Depois que parou de rir, a tailandesa andou para perto da doutora, se aproximando lentamente até seus corpos estarem quase colados. Quase...

– Bem, se você realmente quer completar o trabalho... Você poderia apenas me fazer um pequeno check up. – Lalisa se inclinou somente para deixar seu rosto próximo do da doutora, que engoliu em seco.

" Merda. Não me diga que estou sendo encurralada por esta cordeirinha de garota..." , pensou Jennie. A médica passou seu braço esquerdo em volta da cintura de Lalisa, trazendo a tailandesa para mais perto, colando seus corpos.

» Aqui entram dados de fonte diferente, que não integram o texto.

PR #12010, opened 2023-08-10
manifest: Update MCUboot with imporant fixes from upstream

de-nordic:
Fixes to boot_set_next and functions matching flash area to images and slots.


de-nordic:
No longer needed.

PR #14476, opened 2024-03-11
hw_unique_key: cracen: Add cracen support

vili-nordic:
Implements the hw_unique_key library for Cracen.


subsys/nrf_security/src/drivers/cracen/cracenpsa/src/kmu.c
```diff
@@ -342,6 +347,26 @@ psa_status_t convert_from_psa_attributes(const psa_key_attributes_t *key_attr,
 	memset(metadata, 0, sizeof(*metadata));
 	metadata->metadata_version = 0;
 
+	metadata->key_usage_scheme = CRACEN_PSA_GET_KEY_USAGE_SCHEME(psa_get_key_id(key_attr));
+	if (metadata->key_usage_scheme > KMU_METADATA_SCHEME_RAW) {
```
Vge0rge, line 351: It's kind of a nit but maybe it makes sense to have explicit check on the specific keys that we support rather than implicit like this. 
Maybe a switch statement or something which the key types that we support and the default option can return invalid or something.

That's more of a suggestion though, we can also keep it like that if you think that it is better.

samples/keys/hw_unique_key/src/derive_key.c
```diff
@@ -29,7 +29,7 @@ LOG_MODULE_DECLARE(app, LOG_LEVEL_DBG);
 psa_status_t derive_key(psa_key_attributes_t *attributes, uint8_t *key_label,
 			uint32_t label_size, psa_key_id_t *key_id_out)
 {
-	uint8_t key_out[HUK_SIZE_BYTES];
+	uint8_t key_out[PSA_BITS_TO_BYTES(256)];
```
mswarowsky, line 32: Why do we hardcode the number here now instead of using the definition?

subsys/nrf_security/src/drivers/cracen/cracenpsa/src/kmu.c
```diff
@@ -607,6 +626,20 @@ psa_status_t cracen_kmu_get_builtin_key(psa_drv_slot_number_t slot_number,
...
+		case METADATA_ALG_KEY_BITS_256:
+			key->number_of_slots = 2;
+			break;
+		case METADATA_ALG_KEY_BITS_384_SEED:
+			key->number_of_slots = 3;
+			break;
+		default:
+			return PSA_ERROR_DATA_INVALID;
+		}
 		key->number_of_slots = metadata.size > METADATA_ALG_KEY_BITS_128 ? 2 : 1;
```
mswarowsky, line 643: I don't get why we set `key->number_of_slots` in the switch case before just to set it here to either two or one.

samples/keys/hw_unique_key/src/derive_key.c
vili-nordic: it's the wrong definition to use. the length of the derived key is unrelated to the "huk-size" (which is 48 bytes on cracen. It just happened to align with aes key sizes on cryptocell)

subsys/nrf_security/src/drivers/cracen/cracenpsa/src/kmu.c
vili-nordic: this line should be removed :)

mswarowsky (approved):
Approving with the assumption that @Vge0rge comment about the key size for CC310 will be handled

Vge0rge (approved):

PR #14478, opened 2024-03-12
manifest: Fix defined in monitor mode support

kapbh:
Add missing defined into condition in  monitor mode support.


kapbh:
manifest is updated with https://github.com/nrfconnect/sdk-nrf/pull/14514

PR #14480, opened 2024-03-12
nrf_rpc_ipc: Lazy waiting for endpoint bond

rakons:
This commit removes the waiting for the remote cpu while initialization is done.
The waiting is moved to a sending function.
This way we would be able to initialize multiple IPC endpoints also in other modules and wait for the bond to happen only if we need to transfer anything.

JIRA: NCSDK-26208

This is proof of concept for the time being. DO NOT MERGE until agreed with @hubertmis


grochu (approved):
Looks good.

include/nrf_rpc/nrf_rpc_ipc.h
```diff
@@ -31,6 +31,14 @@ extern "C" {
  */
 extern const struct nrf_rpc_tr_api nrf_rpc_ipc_service_api;
 
+/** @brief Endpoint state */
+enum nrf_rpc_ipc_state {
+	NRF_RPC_IPC_STATE_UNINITIALIZED, /**< Endpoint is uninitialized */
```
KAGA164, line 36:
```suggestion
        /** Endpoint is uninitialized */
	NRF_RPC_IPC_STATE_UNINITIALIZED, /**
```

Minor comment about documentation style. It is different now than anywhere else

include/nrf_rpc/nrf_rpc_ipc.h
```diff
@@ -57,7 +68,7 @@ struct nrf_rpc_ipc {
 	void *context;
 
 	/** Indicates if transport is already initialized. */
-	bool used;
+	enum nrf_rpc_ipc_state state;
```
hubertmis, line 71: nit: I suggest avoiding enumeration in header files because using different compiler options for building a library exposing this header than the code using the library, the size of this structure field could differ.

How about `typedef uint8_t nrf_rpc_ipc_state;` to avoid this potential issue?
```suggestion
	nrf_rpc_ipc_state state;
```

hubertmis (approved):

include/nrf_rpc/nrf_rpc_ipc.h
KAGA164: I forgot to add this comment. I have strong believe that `init` and `sent` can be called from different context. Doesn't we need to make state atomic?

rakons: We do not need the typedef here. I can put uint8_t directly into the structure. It is used internally only.
Moreover - with that change I can move enumerations into *.c file.

include/nrf_rpc/nrf_rpc_ipc.h
rakons: This would be moved to *.c file and the comments would be changed to non-doxygen ones.

rakons: Done

include/nrf_rpc/nrf_rpc_ipc.h
rakons: Done

KAGA164: Discussed offline

KAGA164 (approved):

include/nrf_rpc/nrf_rpc_ipc.h
rakons: > I forgot to add this comment. I have strong believe that `init` and `sent` can be called from different context. Doesn't we need to make state atomic?

For the time being and how it is implemented right now we do not need synchronization. The initialization looks only if the state is UNINITIALIZED. If it is not the function would exit. In the same time if the state is UNINITIALIZED the send function would exit immediately. The place where the state is changed in initialization function it taken carefully to be changed only when we are ready for the send function to wait. It means that even if the send function would be called before init function leaves but it already changed the state - the further processing would be as expected.

I suppose the special care would be needed when we would allow the communication to reinitialize. But lets keep it simple if we do not need it right now.

hubertmis (approved):

PR #14482, opened 2024-03-12
applications: nrf5340_audio: We should improve how the SIRK is set

gWacey:
OCT-2723

Set the default SIRK and test this against the SIRK to be used. A warning will be logged if these are the same.

### DIFF
--- a/applications/nrf5340_audio/src/bluetooth/bt_stream/unicast/unicast_server.c
+++ b/applications/nrf5340_audio/src/bluetooth/bt_stream/unicast/unicast_server.c
@@ -29,6 +29,9 @@ LOG_MODULE_REGISTER(unicast_server, CONFIG_UNICAST_SERVER_LOG_LEVEL);
 BUILD_ASSERT(CONFIG_BT_ASCS_ASE_SRC_COUNT <= 1,
 	     "A maximum of one source stream is currently supported");
 
+BUILD_ASSERT(strlen(CONFIG_BT_SET_IDENTITY_RESOLVING_KEY) == BT_CSIP_SET_SIRK_SIZE,
+	     "SIRK incorrect size, must be 16 bytes");
+
 ZBUS_CHAN_DEFINE(le_audio_chan, struct le_audio_msg, NULL, NULL, ZBUS_OBSERVERS_EMPTY,
 		 ZBUS_MSG_INIT(0));
 
@@ -115,13 +118,6 @@ static struct bt_csip_set_member_cb csip_callbacks = {
 struct bt_csip_set_member_register_param csip_param = {
 	.set_size = CSIP_SET_SIZE,
 	.lockable = true,
-#if !CONFIG_BT_CSIP_SET_MEMBER_TEST_SAMPLE_DATA
-	/* CSIP SIRK for demo is used, must be changed before production */
-	.set_sirk = {'N', 'R', 'F', '5', '3', '4', '0', '_', 'T', 'W', 'S', '_', 'D', 'E', 'M',
-		     'O'},
-#else
-#warning "CSIP test sample data is used, must be changed before production"
-#endif
 	.cb = &csip_callbacks,
 };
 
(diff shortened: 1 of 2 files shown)


applications/nrf5340_audio/src/bluetooth/bt_stream/unicast/unicast_server.c
```diff
@@ -718,6 +711,19 @@ int unicast_server_enable(le_audio_receive_cb recv_cb)
 
 	channel_assignment_get(&channel);
 
+	if (!IS_ENABLED(CONFIG_BT_CSIP_SET_MEMBER_TEST_SAMPLE_DATA)) {
+		if (!strcmp(CONFIG_BT_SET_IDENTITY_RESOLVING_KEY_DEFAULT,
+			    CONFIG_BT_SET_IDENTITY_RESOLVING_KEY)) {
```
alexsven, line 716: Might be easier to read if it was:
```suggestion
		if (strcmp(CONFIG_BT_SET_IDENTITY_RESOLVING_KEY_DEFAULT,
			    CONFIG_BT_SET_IDENTITY_RESOLVING_KEY) == 0) {
```

applications/nrf5340_audio/src/bluetooth/bt_stream/unicast/unicast_server.c
```diff
@@ -718,6 +711,19 @@ int unicast_server_enable(le_audio_receive_cb recv_cb)
...
+			LOG_WRN("CSIP using the default SIRK, must be changed before production");
+		}
+
+		memcpy(csip_param.set_sirk, CONFIG_BT_SET_IDENTITY_RESOLVING_KEY,
+		       MIN(sizeof(CONFIG_BT_SET_IDENTITY_RESOLVING_KEY),
+			   sizeof(csip_param.set_sirk)));
```
alexsven, line 722:
```suggestion
		memcpy(csip_param.set_sirk, CONFIG_BT_SET_IDENTITY_RESOLVING_KEY,
		       MIN(sizeof(CONFIG_BT_SET_IDENTITY_RESOLVING_KEY),
			   BT_CSIP_SET_SIRK_SIZE));
```
Have you checked what happens if the key is shorter than 16 characters? Do we then also get the '\0'?

I see that broadcast key should use BT_AUDIO_BROADCAST_CODE_SIZE in the MIN as well, but that can probably be done in a separate issue

alexsven (changes requested):

applications/nrf5340_audio/src/bluetooth/bt_stream/unicast/unicast_server.c
```diff
@@ -718,6 +711,19 @@ int unicast_server_enable(le_audio_receive_cb recv_cb)
...
+	} else {
+		LOG_WRN("CSIP test sample data is used, must be changed before production");
+	}
+
```
koffes, line 726: For readability:
```suggestion
	if (IS_ENABLED(CONFIG_BT_CSIP_SET_MEMBER_TEST_SAMPLE_DATA)) {
		LOG_WRN("CSIP test sample data is used, must be changed before production");		
	} else {
	        if (!strcmp(CONFIG_BT_SET_IDENTITY_RESOLVING_KEY_DEFAULT,
			    CONFIG_BT_SET_IDENTITY_RESOLVING_KEY)) {
			LOG_WRN("CSIP using the default SIRK, must be changed before production");
		}

		memcpy(csip_param.set_sirk, CONFIG_BT_SET_IDENTITY_RESOLVING_KEY,
		       MIN(sizeof(CONFIG_BT_SET_IDENTITY_RESOLVING_KEY),
			   sizeof(csip_param.set_sirk)));

	}

```

applications/nrf5340_audio/src/bluetooth/bt_stream/unicast/unicast_server.c
koffes: It is demanded that the SIRK is 128 bits -> 16 bytes. This should be documented in the Kconfig and we need a check for it.

koffes (changes requested):

applications/nrf5340_audio/src/bluetooth/bt_stream/unicast/unicast_server.c
gWacey: Yes that looks better.

applications/nrf5340_audio/src/bluetooth/bt_stream/unicast/unicast_server.c
gWacey: I had it like that but it looked a bit messy. I will go with == 0.

applications/nrf5340_audio/src/bluetooth/bt_stream/unicast/unicast_server.c
gWacey: Yes I have checked for less than 16 characters and the '\0' is included in the key.
So do we only allow SIRKs of 16 bytes?

alexsven (approved):

koffes (approved):

PR #14484, opened 2024-03-12
samples: matter: Align the thermostat feature map

markaj-nordic:
We support Thermostat AUTO mode but it was not indicated by the cluster feature map (bit 5 in the feature map).


doublemis1 (changes requested):
If we want to support AUTO Feature we shall enable:
MinSetpointDeadBand attribute

ArekBalysNordic (approved):
The regeneration of the ZAP file looks good.

doublemis1 (approved):
Thanks for update

PR #14487, opened 2024-03-12
nrf_security: kconfig: Dont enable TLS or X509 by default

SebastianBoe:
It is bad practice for features to be enabled by default.

It is not clear to me why these should be enabled when PSA and legacy ECD* are enabled.


subsys/nrf_security/Kconfig.tls
```diff
@@ -8,7 +8,7 @@ menuconfig MBEDTLS_X509_LIBRARY
 	bool
 	prompt "Create mbed TLS x509 library"
 	select MBEDTLS_PK_C
-	default y if MBEDTLS_PSA_CRYPTO_C && (MBEDTLS_ECDSA_C || MBEDTLS_ECDH_C)
+	default n
```
mswarowsky, line 11: no default == `default n` so then we can just remove the line, as we do for most other Kconfigs, same goes for the  second Kconfig further down

Vge0rge (approved):

modules/hostap/Kconfig
```diff
@@ -136,9 +136,10 @@ config WPA_SUPP_CRYPTO_LEGACY
 	select MBEDTLS_ECP_C
 	select MBEDTLS_CTR_DRBG_C
 	select MBEDTLS_PK_C
+	select MBEDTLS_PK_PARSE_C
```
krish2718, line 139: Is this an unrelated change? If so, can you please move to a new commit with the commit log explaining the reason?

SebastianBoe: Hi,

in the commit message I have written:

"Enable PK_PARSE_C as
hostap/src/crypto/crypto_mbedtls-ec.c
uses it."

does this suffice?

A different commit would make it less clear that this change is required because of the changing default values.

krish2718: Ah ok, may be we can modify that to:

```
Enable PK_PARSE_C explicitly (used by `hostap/src/crypto/crypto_mbedtls-ec.c`) now that legacy is disabled by default.
```

SebastianBoe: will do :)

SebastianBoe: done

mswarowsky (approved):

SebastianBoe:
I'm giving up on this.

I expect this to change significantly soon anyway.

PR #14497, opened 2024-03-13
samples: wifi: raw_tx_packet: Fix raw packet transmission issue

D-Triveni:
Implement semaphore to wait for DHCP completion after connection, fixing raw packet transmission issue.
Fixes SHEL-2598.

### DIFF
--- a/samples/wifi/raw_tx_packet/Kconfig
+++ b/samples/wifi/raw_tx_packet/Kconfig
@@ -8,9 +8,13 @@ source "Kconfig.zephyr"
 
 menu "Nordic Raw Tx Packet sample"
 
-config CONNECTION_TIMEOUT
+config RAW_TX_PKT_SAMPLE_CONNECTION_TIMEOUT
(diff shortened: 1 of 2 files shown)


lave30 (approved):

samples/wifi/raw_tx_packet/Kconfig
```diff
@@ -12,6 +12,10 @@ config CONNECTION_TIMEOUT
 	int "Time to wait for a station to connect"
 	default 30
 
+config DHCP_TIMEOUT_S
```
ioannisg, line 15: Any reason this Kconfig and the one above not having the "sample" prefix?

D-Triveni: There is no specific reason for not having the "sample" prefix in those particular Kconfig options.
Added now.

jukkar (approved):

ioannisg (commented):
Thanks. Looks good to me.

PR #14503, opened 2024-03-13
manifest: Matter bootstrap script fix

LipinskiPNordicSemi:
This commit cherry pick from connectedhomeip upstream fix bootsrtap.sh script.


ArekBalysNordic:
This PR is not needed, since the change is only regarding the sdk-connectedhomeip unit tests fix.

PR #14512, opened 2024-03-14
applications: nrf5340_audio: Only enable encoder and decoder when used

alexsven:
- OCT-2951
- Only enable LC3 encoder if bitrate is set
- Only enable LC3 decoder if decoder sample rate is set


rick1082 (approved):
Confirm works with Android phone.

koffes (approved):

PR #14515, opened 2024-03-14
modules: wfa-qt: Refactor response sending code

D-Triveni:
Refactor the de-duplication of response sending code.

### DIFF
--- a/modules/wfa-qt/src/indigo_api_callback_dut.c
+++ b/modules/wfa-qt/src/indigo_api_callback_dut.c
@@ -169,6 +169,31 @@ done:
 		} \
 	} while (0)
 
+static int fill_resp_to_ctrl(struct packet_wrapper *req, struct packet_wrapper *resp,
+			     int status, char *message, char *data, int tlv_type)
+{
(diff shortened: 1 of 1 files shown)


modules/wfa-qt/src/indigo_api_callback_dut.c
```diff
@@ -1740,13 +1736,7 @@ static int get_ip_addr_handler(struct packet_wrapper *req, struct packet_wrapper
...
 	}
 
-	fill_wrapper_message_hdr(resp, API_CMD_RESPONSE, req->hdr.seq);
-	fill_wrapper_tlv_byte(resp, TLV_STATUS, status);
-	fill_wrapper_tlv_bytes(resp, TLV_MESSAGE, strlen(message), message);
-	if (status == TLV_VALUE_STATUS_OK) {
-		fill_wrapper_tlv_bytes(resp, TLV_DUT_WLAN_IP_ADDR, strlen(buffer), buffer);
-	}
-	return 0;
+	return FILL_RESP_SUCCESS(buffer, TLV_DUT_WLAN_IP_ADDR);
```
krish2718, line 1739: Are we not checking status here? this would always return success?

PR #14536, opened 2024-03-15
cracen: Fix code issues

vili-nordic:
Fixes for issues found using static analysis.

### DIFF
--- a/subsys/nrf_security/src/drivers/cracen/cracenpsa/src/common.c
+++ b/subsys/nrf_security/src/drivers/cracen/cracenpsa/src/common.c
@@ -413,11 +413,15 @@ int cracen_signature_asn1_get_operand(unsigned char **p, const unsigned char *en
 				      struct sx_buf *op)
 {
 	int ret;
-	size_t len;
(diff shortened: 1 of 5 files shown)


SebastianBoe (approved):

subsys/nrf_security/src/drivers/cracen/cracenpsa/src/kmu.h
```diff
@@ -19,7 +19,7 @@ enum kmu_metadata_key_bits {
 
 typedef struct {
 	uint8_t key_usage_scheme: 2; /* value of @ref kmu_metadata_key_usage_scheme. */
-	uint8_t number_of_slots: 2;  /* Number of slots to push. */
+	uint8_t number_of_slots: 3;  /* Number of slots to push. */
```
SebastianBoe, line 22: I'm not used to this syntax.

We are encoding number_of_slots into a 3 bit field instead of a uint8_t?

Shall we just use a regular uint8_t to be future proof perhaps?

mswarowsky (approved):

" Sou sempre consciente dos meus próprios desejos. E eu sei muito bem o quanto desejo o corpo da pessoa que está na minha frente. " Por Jennie ser mais alta, Lalisa tivera que levantar a cabeça para analisar cada detalhe do rosto da sua doutora. Estavam tão próximas... Elas sentiam a respiração uma da outra e os corações batiam em sincronia... descontrolados. "Isso poderia ser apenas uma enorme armadilha para mexer com a minha cabeça para que ela possa ganhar aquela aposta estúpida e eu nem sequer iria perceber isso." A tailandesa estava vermelha e suas mãos tocavam o ombro da maior. Jennie estava perdida naquele olhar, perdida por aquela menina tão frágil. " Ou ela sente e deseja a mesma coisa de mim depois de tudo? ". A médica parecia estar em uma batalha interna para saber o que fazer naquele momento. Ela tinha medo de se entregar e no final ser enganada... de novo.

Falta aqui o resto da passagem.